● ENTRIES SUPPLIED:
PR #912, opened 2018-04-24
Add "Analysis" class and llvm-mca as its first client

filcab:
Fixes https://github.com/mattgodbolt/compiler-explorer/issues/861
This is a first pass, and I basically had to poke at the UI to make it "work" well enough. For now I'm filtering the "cosmetic" types of filters so they don't run on analysis tools.

Is there a way to pre-populate the "compiler options" field, so I can add something like -mcpu=btver2? Otherwise the default might not output anything.

I tried to add as little code as possible, but do ask for changes if you'd prefer to have this done some other way. (For example, I couldn't make the buttons "inactive" easily, so I just filter the options out in getEffectiveFilters)

Thanks a lot for gcc-explorer!

 Filipe

### DIFF
--- a/etc/config/analysis.amazon.properties
+++ b/etc/config/analysis.amazon.properties
@@ -1,0 +1,11 @@
+compilers=&llvm-mca
+
+group.llvm-mca.compilers=llvm-mcatrunk
+group.llvm-mca.groupName=LLVM Machine Code Analyzer
+group.llvm-mca.supportsBinary=false
+
+compiler.llvm-mcatrunk.name=llvm-mca (trunk)
+compiler.llvm-mcatrunk.exe=/opt/compiler-explorer/clang-trunk/bin/llvm-mca
+# Sets both input and output to Intel variant
+compiler.llvm-mcatrunk.intelAsm=--x86-asm-syntax=intel -output-asm-variant=1
+
--- a/etc/config/analysis.defaults.properties
+++ b/etc/config/analysis.defaults.properties
@@ -1,0 +1,15 @@
+compilers=&llvm-mca
+compilerType=analysis
+supportsBinary=false
+objdumper=
+# TODO: We might want to set a demangler, to deal with pasted compiler output with mangled symbols
+demangler=
+
+group.llvm-mca.compilers=llvm-mcatrunk
+group.llvm-mca.groupName=LLVM Machine Code Analyzer
+group.llvm-mca.supportsBinary=false
+
+compiler.llvm-mcatrunk.name=llvm-mca (trunk)
+compiler.llvm-mcatrunk.exe=/usr/bin/llvm-mca
+# Sets both input and output to Intel variant
+compiler.llvm-mcatrunk.intelAsm=--x86-asm-syntax=intel -output-asm-variant=1
--- a/examples/analysis/default.asm
+++ b/examples/analysis/default.asm
@@ -1,0 +1,6 @@
+code_snippet:
+    vpslldq xmm1, xmm0, 3
+    vaddps xmm0, xmm0, xmm1
+    vmulps xmm1, xmm0, xmm0
+    dec rcx
+    jne code_snippet
--- a/lib/base-compiler.js
+++ b/lib/base-compiler.js
@@ -52,6 +52,12 @@ class BaseCompiler {
         if (!this.compiler.optArg) this.compiler.optArg = "";
         if (!this.compiler.supportsOptOutput) this.compiler.supportsOptOutput = false;
 
+        if (!this.compiler.disabledFilters)
+          this.compiler.disabledFilters = [];
+        else if (typeof this.compiler.disabledFilters == "string")
+          this.compiler.disabledFilters =
+              this.compiler.disabledFilters.split(',');
+
         this.writeFile = denodeify(fs.writeFile);
         this.readFile = denodeify(fs.readFile);
         this.stat = denodeify(fs.stat);
--- a/lib/base-compiler.js
+++ b/lib/base-compiler.js
@@ -53,10 +53,9 @@ class BaseCompiler {
         if (!this.compiler.supportsOptOutput) this.compiler.supportsOptOutput = false;
 
         if (!this.compiler.disabledFilters)
-          this.compiler.disabledFilters = [];
+            this.compiler.disabledFilters = [];
         else if (typeof this.compiler.disabledFilters == "string")
-          this.compiler.disabledFilters =
-              this.compiler.disabledFilters.split(',');
+            this.compiler.disabledFilters = this.compiler.disabledFilters.split(',');
 
         this.writeFile = denodeify(fs.writeFile);
         this.readFile = denodeify(fs.readFile);
--- a/lib/compilers/analysis.js
+++ b/lib/compilers/analysis.js
@@ -1,0 +1,64 @@
+// Copyright (c) 2018, Filipe Cabecinhas
+// All rights reserved.
+//
+// Redistribution and use in source and binary forms, with or without
+// modification, are permitted provided that the following conditions are met:
+//
+//     * Redistributions of source code must retain the above copyright notice,
+//       this list of conditions and the following disclaimer.
+//     * Redistributions in binary form must reproduce the above copyright
+//       notice, this list of conditions and the following disclaimer in the
+//       documentation and/or other materials provided with the distribution.
+//
+// THIS SOFTWARE IS PROVIDED BY THE COPYRIGHT HOLDERS AND CONTRIBUTORS "AS IS"
+// AND ANY EXPRESS OR IMPLIED WARRANTIES, INCLUDING, BUT NOT LIMITED TO, THE
+// IMPLIED WARRANTIES OF MERCHANTABILITY AND FITNESS FOR A PARTICULAR PURPOSE
+// ARE DISCLAIMED. IN NO EVENT SHALL THE COPYRIGHT HOLDER OR CONTRIBUTORS BE
+// LIABLE FOR ANY DIRECT, INDIRECT, INCIDENTAL, SPECIAL, EXEMPLARY, OR
+// CONSEQUENTIAL DAMAGES (INCLUDING, BUT NOT LIMITED TO, PROCUREMENT OF
+// SUBSTITUTE GOODS OR SERVICES; LOSS OF USE, DATA, OR PROFITS; OR BUSINESS
+// INTERRUPTION) HOWEVER CAUSED AND ON ANY THEORY OF LIABILITY, WHETHER IN
+// CONTRACT, STRICT LIABILITY, OR TORT (INCLUDING NEGLIGENCE OR OTHERWISE)
+// ARISING IN ANY WAY OUT OF THE USE OF THIS SOFTWARE, EVEN IF ADVISED OF THE
+// POSSIBILITY OF SUCH DAMAGE.
+
+const BaseCompiler = require('../base-compiler');
+
+// Plain compiler, which just runs the tool and returns whatever the output was
+class AnalysisTool extends BaseCompiler {
+    constructor(info, env) {
+        // Default is to disable all "cosmetic" filters
+        if (!info.disabledFilters)
+            info.disabledFilters = [ 'labels', 'directives', 'commentOnly', 'trim' ];
+        super(info, env);
+    }
+
+    supportsObjdump() { return false; }
+
+    getOutputFilenameArgs(filename) {
+        // TODO: Some tools might require an argument of the form -arg=filename
+        return [this.compiler.outputFilenameArg || '-o', filename];
+    }
+
+    optionsForFilter(filters, outputFilename) {
+        let options = this.getOutputFilenameArgs(outputFilename);
+        // Some tools might require more than one arg, so split(' ')
+        if (filters.intel) options = options.concat(this.compiler.intelAsm.split(' '));
+        return options;
+    }
+
+    getDefaultFilters() {
+        // Disable everything but intel syntax
+        return {
+            intel: true,
+            commentOnly: false,
+            directives: false,
+            labels: false,
+            optOutput: false
+        };
+    }
+}
+
+
+module.exports = AnalysisTool;
+
--- a/lib/languages.js
+++ b/lib/languages.js
@@ -121,6 +121,13 @@ const languages = {
         monaco: 'asm',
         extensions: ['.asm'],
         alias: ['asm']
+    },
+    analysis: {
+        id: 'analysis',
+        name: 'Analysis',
+        monaco: 'asm',
+        extensions: ['.asm'],  // maybe add more? Change to a unique one?
+        alias: ['tool']
     }
 };
 
--- a/static/compiler.js
+++ b/static/compiler.js
@@ -385,6 +385,12 @@ Compiler.prototype.getEffectiveFilters = function () {
     if (filters.execute && !this.compiler.supportsExecute) {
         delete filters.execute;
     }
+    var disabledFilters = this.compiler.disabledFilters;
+    disabledFilters.forEach(function (filter) {
+        if (filters[filter] && disabledFilters.includes(filter)) {
+            delete filters[filter];
+        }
+    });
     return filters;
 };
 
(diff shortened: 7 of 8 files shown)


filcab:
I also added an analysis.amazon.properties file which should pick up llvm-mca (trunk) if you're building that when you build clang :-)

filcab:
(and the Intel button works)

etc/config/analysis.amazon.properties
```diff
@@ -0,0 +1,14 @@
+compilers=&llvm-mca
```
RabsRincon: This file adds a new language but it's not defined anywhere else (Proably `libs/languajes.js`)

etc/config/analysis.amazon.properties
```diff
@@ -0,0 +1,14 @@
...
+compilerType=analysis
+supportsBinary=false
```
RabsRincon: The properties files have a hierarchical structure. The default `{LANG}.default.properties` being a base from where the rest of the levels override from. I suggest you move the common properties for all versions of this to a `analysis.default.properties` so when locally run, you don't have to tweak the files by hand

etc/config/analysis.amazon.properties
```diff
@@ -0,0 +1,14 @@
...
+demangler=
+
+group.llvm-mca.compilers=llvm-mca
+group.llvm-mca.versionFlag=--version
+
+compiler.llvm-mca.name=llvm-mca (trunk)
+compiler.llvm-mca.exe=/opt/compiler-explorer/clang-trunk/bin/clang++
+compiler.llvm-mca.supportsBinary=false
+# Sets both input and output to Intel variant
+compiler.llvm-mca.intelAsm=--x86-asm-syntax=intel -output-asm-variant=1
```
RabsRincon: You mention you want to run the compiler with a default value. The only currently available way to do it does not properly show on the UI, but by adding a `.options` key, you will force CE to add whatever you define in there to the compiler invocation options

lib/base-compiler.js
```diff
@@ -52,6 +52,12 @@ class BaseCompiler {
         if (!this.compiler.optArg) this.compiler.optArg = "";
         if (!this.compiler.supportsOptOutput) this.compiler.supportsOptOutput = false;
 
+        if (!this.compiler.disabledFilters)
```
RabsRincon: Thanks for this! I have to look deeper but I think we might have something with similar functionallity already

etc/config/analysis.amazon.properties
```diff
@@ -0,0 +1,14 @@
+compilers=&llvm-mca
+compilerType=analysis
+supportsBinary=false
+objdumper=
+demangler=
+
+group.llvm-mca.compilers=llvm-mca
```
RabsRincon: Would be great if you added the version to the compiler key. (`llvm-mcatrunk` for example)

etc/config/analysis.amazon.properties
```diff
@@ -0,0 +1,14 @@
...
+group.llvm-mca.versionFlag=--version
```
RabsRincon: Note that `--version` is the default argument used if none is supplied. Also, you might want to add a `.groupName` key to better show in the UI whay thid group is

static/compiler.js
```diff
@@ -808,10 +814,16 @@ Compiler.prototype.updateButtons = function () {
     // Disable any of the options which don't make sense in binary mode.
     var noBinaryFiltersDisabled = !!filters.binary && !this.compiler.supportsFiltersInBinary;
     this.noBinaryFiltersButtons.prop('disabled', noBinaryFiltersDisabled);
+
+    this.filterLabelsButton.prop('disabled', this.compiler.disabledFilters.includes('labels'));
```
RabsRincon: As state above, I do think we have a way to already do this. 
Also note that `.includes`, while widely supported, might be a bad choice here. Prefer using `.indexOf > 0`

etc/config/analysis.amazon.properties
filcab: Added.
I also added an example which tells the user to add the -mcpu=... argument, just so no one gets stuck there :-)

etc/config/analysis.amazon.properties
filcab: These loose properties are ok this way, though? (compilerType and supportsBinary, for example)
Or should I put them under the llvm-mca group?

Moved this file to analysis.defaults.properties.

etc/config/analysis.amazon.properties
filcab: I did try that. But llvm-mca doesn't have the "last argument of a type wins" semantics like clang/gcc have. You can't pass "-mcpu=haswell -mcpu=btver2" and get the btver2 analysis. On clang you'd get code for the last passed -mcpu argument. On llvm-mca, you get an error because you passed that option twice.
Let's worry about the "options" one later. Part of it can also be a discussion about llvm-mca user interface.

lib/base-compiler.js
filcab: I did look for it, but I could only find an ad-hoc explicit check for executable and binary (probably my bad, though :-) ). One of my problems is that I couldn't simply disable the buttons on the UI, because they start activated.

etc/config/analysis.amazon.properties
filcab: Done

etc/config/analysis.amazon.properties
filcab: Done.

static/compiler.js
filcab: Did I warn I know next to nothing about JS? :-)
Thanks a lot for the tips!

etc/config/analysis.defaults.properties
```diff
@@ -0,0 +1,16 @@
...
+# TODO: We might want to set a demangler, to deal with pasted compiler output with mangled symbols
+demangler=
+
+group.llvm-mca.compilers=llvm-mcatrunk
+group.llvm-mca.groupName=LLVM Machine Code Analyzer
+group.llvm-mca.supportsBinary=false
+
+compiler.llvm-mcatrunk.name=llvm-mca (trunk)
+#compiler.llvm-mcatrunk.exe=/usr/bin/llvm-mca
+compiler.llvm-mcatrunk.exe=/Users/filcab/dev/llvm/build/bin/llvm-mca
```
RabsRincon: Ok, so few things here.
You probably want to delete this line 14, and uncomment line 13, so the "default" path is used.
Then you want to add the `.amazon.` file back with the `/opt/...` path instead, so we can separate "3rd party users" from we running in the servers :)

lib/languages.js
```diff
@@ -121,6 +121,13 @@ const languages = {
         monaco: 'asm',
         extensions: ['.asm'],
         alias: ['asm']
+    },
+    analysis: {
+        id: 'analysis',
+        name: 'Analysis tool',
+        monaco: 'asm',
+        extensions: ['.asm'],  // maybe add more? Change to a unique one?
+        alias: ['asm', 'tool']
```
RabsRincon: You probably want to remove the `asm` alias, as that might conflict with the `assembly` language

static/compiler.js
```diff
@@ -361,6 +361,12 @@ Compiler.prototype.getEffectiveFilters = function () {
     if (filters.execute && !this.compiler.supportsExecute) {
         delete filters.execute;
     }
+    var disabledFilters = this.compiler.disabledFilters;
+    disabledFilters.forEach(function (filter) {
```
RabsRincon: Just in case, use `_.each()` instead of `.forEach` to ensure we support older browsers

static/compiler.js
```diff
@@ -361,6 +361,12 @@ Compiler.prototype.getEffectiveFilters = function () {
...
+        if (filters[filter] && disabledFilters.includes(filter)) {
```
RabsRincon: As above, use `.indexOf > 0` instead of includes on the client side code (You're free to use it on the server side code tho!)

RabsRincon:
Note that the unsuccesfull checks are now releated to the lack of tests for the server side code, which would be great to eventually get 😀

RabsRincon:
Note that we can manually trigger a build, just let us know if you need it :)

examples/analysis/default.asm
```diff
@@ -0,0 +1,8 @@
+// For llvm-mca a -mcpu=... argument is required
+// Try -mcpu=haswell or -mcpu=btver2
```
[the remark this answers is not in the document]
filcab: The problem with doing anything super specific there is that it would be harder to use for other tools in general (which probably wouldn't care about -mcpu= (if they accepted it at all)).

What do you think?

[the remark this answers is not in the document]
filcab: Derp, of course. I'll write an llvm-mca subtotal which changes `filterUserOptions` (and adds `-mcpu=btver2` if none was passed) unless someone suggests a better one.

Thank you,
 Filipe

filcab:
> Annoyingly putting
> 
> options=-mcpu=btver2
> in the analysis.*.properties "works", but if you then try and override it by specifying your own CPU type you get:
> 
> llvm-mca: for the -mcpu option: may only occur zero or one times!
> I was hoping the executable would take the most recently-set CPU type:(

No need anymore :-)
I've lobbied the llvm-mca developer to default to -mcpu=native, so we don't have this problem.

filcab:
I think it's all done, please review.

Thank you,
 Filipe

lib/compilers/analysis.js
```diff
@@ -0,0 +1,62 @@
...
+
+    getOutputFilenameArgs(filename) {
+        // TODO: Some tools might require an argument of the form -arg=filename
+        return [this.compiler.outputFilenameArg || '-o', filename];
+    }
+
+    optionsForFilter(filters, outputFilename) {
+        let options = this.getOutputFilenameArgs(outputFilename);
+        // Some tools might require more than one arg, so split(' ')
+        if (filters.intel) options = options.concat(this.compiler.intelAsm.split(' '));
```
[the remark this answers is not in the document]
RabsRincon: I can't see this behaviour in the code. Did you change how you wanted to do it?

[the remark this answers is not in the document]
filcab: No need anymore. llvm-mca now defaults to -mcpu=native, instead of -mcpu=generic. That way we should always get proper results.

mattgodbolt:
Hi there, thanks @filcab ! Rubén is busy at the moment-- I'll take a look later today or tomorrow. Thanks for your understanding and patience!

filcab:
> Hi there, thanks @filcab ! Rubén is busy at the moment-- I'll take a look later today or tomorrow. Thanks for your understanding and patience!

Thanks, no problem!
 Filipe

lib/compilers/analysis.js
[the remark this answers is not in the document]
mattgodbolt: Cool. I presume there's no "released" version of llvm that contains mca anyway, so the trunk build means we get a version with the right behaviour out of the box.

static/compiler.js
```diff
@@ -385,6 +385,12 @@ Compiler.prototype.getEffectiveFilters = function () {
     if (filters.execute && !this.compiler.supportsExecute) {
         delete filters.execute;
     }
+    var disabledFilters = this.compiler.disabledFilters;
+    _.each(disabledFilters, function (filter) {
+        if (filters[filter] && disabledFilters.indexOf(filter) !== -1) {
```
mattgodbolt: I'm a bit confused here... you're iterating over disabledFilters anyway. How can the `indexOf` check here ever fail? Or am I totally confused by this code? :)

tbodt:
I think having mca (and iaca) run on the output of a compiler makes the most sense. If you want to type in arbitrary asm, you can just set the language to asm.

filcab:
> Minor comment, but basically looks OK - thanks again!
> 
> I'm still a bit on the fence about this change. To me the analysis seems like it should be a view slaved to the output of another window, like the opt view. However, I guess this opens the door to arbitrary analysis. I'm not sure that's Compiler Explorer's forté though.
> 
> @RabsRincon made the point that linking this view with another's output would make this more like the opt view and other things like that. This could work. My concern is the complexity in both the code to do that and also the user experience of how to select the input to the analysis to be linked to the output of a compiler. That's not at all obvious how to do...
> 
> What are your thoughts? I guess it comes down to the use case you had in mind. For me, I see these views as things run on the output of a compiler (or assembled code if you want that), not a separate language.
> 
> Making a decision like this has a long tail of potential issues: Compiler Explorer URLs need to live forever so once we support Analysis view we need to support it forever. I don't think this will be a problem (even if we later add a separate, slaved analysis view), but I thought I'd mention it. This kind of thing is on my mind as I currently try to come up with a good UI for code execution! :)

I don't have any experience in webservices or the legacy that comes with them + support for links after they've been generated, so I will defer to you on that side.

From the analysis side, I agree with you that the ideal solution would be to have something like that. Right now that has several problems, though:

- It's not there, and it will take a lot of work to figure out the UX, and do the whole plumbing (biggest problem, really). It can be a much better solution, but doesn't work now (or in the immeadiate future).
- It needs work not just on CE to generalize something "like" the opt view, but also on llvm-mca to support IACA-like markers (right now llvm-mca will just loop *all* the instructions you give it. So piping the output of clang is, in general, not what you want: several functions might be generated, and you always get prologues and epilogues). This work is not done yet and there's a bunch of things to be done before that.

What this patch has going for it is:
- It's working right now
- (I think) it's general enough for any analysis tool and a good starting point for subclassing for any issues not addressed by my hooks (which were minimal by design)
- Is solving use-cases (for me, but it's all open source programs, so easy to do upstream) for at least:
  - llvm-mca
  - showing off clang-tidy checks
  - clang-format (ideally it would be a button on the interface to format the current code, but I just hacked it that way, easier to add a script)
  - tis-interpreter


Summing up: I think this is a decision between practical (get something right now) vs ideal (wait until everything is setup and llvm-mca supports markers).
While I think this is useful right now (and would like this to get in, at the very least so we can start using llvm-mca without needing to wait for a big refactor), I will defer to you since you might end up needing to support yet another type of tool.

mattgodbolt:
Hi @filcab . Thanks again for your reply. I'm swayed by your arguments, thanks for taking the time to articulate them so well!

On balance I think this kind of thing will be useful, so let's go for it! Can you take a look at the minor thing I mentioned in the review, and if @RabsRincon is happy too (I think he's around) we'll merge :)

static/compiler.js
```diff
@@ -385,6 +385,12 @@ Compiler.prototype.getEffectiveFilters = function () {
     if (filters.execute && !this.compiler.supportsExecute) {
         delete filters.execute;
     }
+    var disabledFilters = this.compiler.disabledFilters;
+    _.each(disabledFilters, function (filter) {
```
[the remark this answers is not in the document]
filcab: Filter's documentation says this:
> Looks through each value in the list, returning an array of all the values that pass a truth test (predicate).

So I don't think we can use it to remove properties from objects. I tried replacing that code with this (sorry about the extra logs:
```Javascript
    var disabledFilters = this.compiler.disabledFilters;
    console.log('disabledFilters:');
    console.log(disabledFilters);
    console.log('filters before:');
    console.log(filters);
    _.filter(filters, function (filter) {
        return disabledFilters.indexOf(filter) == -1;
    });
    console.log('filters after:');
    console.log(filters);
    _.each(disabledFilters, function (filter) {
        if (filters[filter]) {
            delete filters[filter];
        }
    });
    console.log('filters after after:');
    console.log(filters);
```
And only after "filters after after" was the object changed. I might have done something wrong, though.

filcab:
> I still think that AnalysisTool should be derived from, with the specifics of llvm-mca going there, allowing future additions to different tools / a future mca version with incompatible stuff in it (with regards to the current version)

I'm not sure what I would do here. The current Analysis class basically does:
  - Disable everything we can
  - Add '-o output-file' if the config file didn't set a different flag
  - Add intelAsm flag from the config file

We could make it more bare-bones, but since it's so small I think it's actually better to only abstract when we eventually need it. Then we can split whatever mca needs that is unique to mca to its own tool. WDYT?

If you still want me to split it, please let me know which parts you think should be on an mca specific class and not in the general one.

Thanks a lot for the patience and review,
 Filipe

RabsRincon:
The key here is this bit on the documentation 
> returning an array of all the values that pass a truth test 
So it does not modify the passed array, but a new one is returned. Sorry to make you waste time one such an small feature!

mattgodbolt:
Thanks @filcab - I'm going to merge :) We'll do a site update shortly :)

● WHAT IS BEING ASKED: What you give back should be only the lines of the records above, starting at the line with "ADVISED OF THE" and ending at the line with "the output was", restated word for word.

● ANSWER BELOW:
+// ARISING IN ANY WAY OUT OF THE USE OF THIS SOFTWARE, EVEN IF ADVISED OF THE
+// POSSIBILITY OF SUCH DAMAGE.
+
+const BaseCompiler = require('../base-compiler');
+
+// Plain compiler, which just runs the tool and returns whatever the output was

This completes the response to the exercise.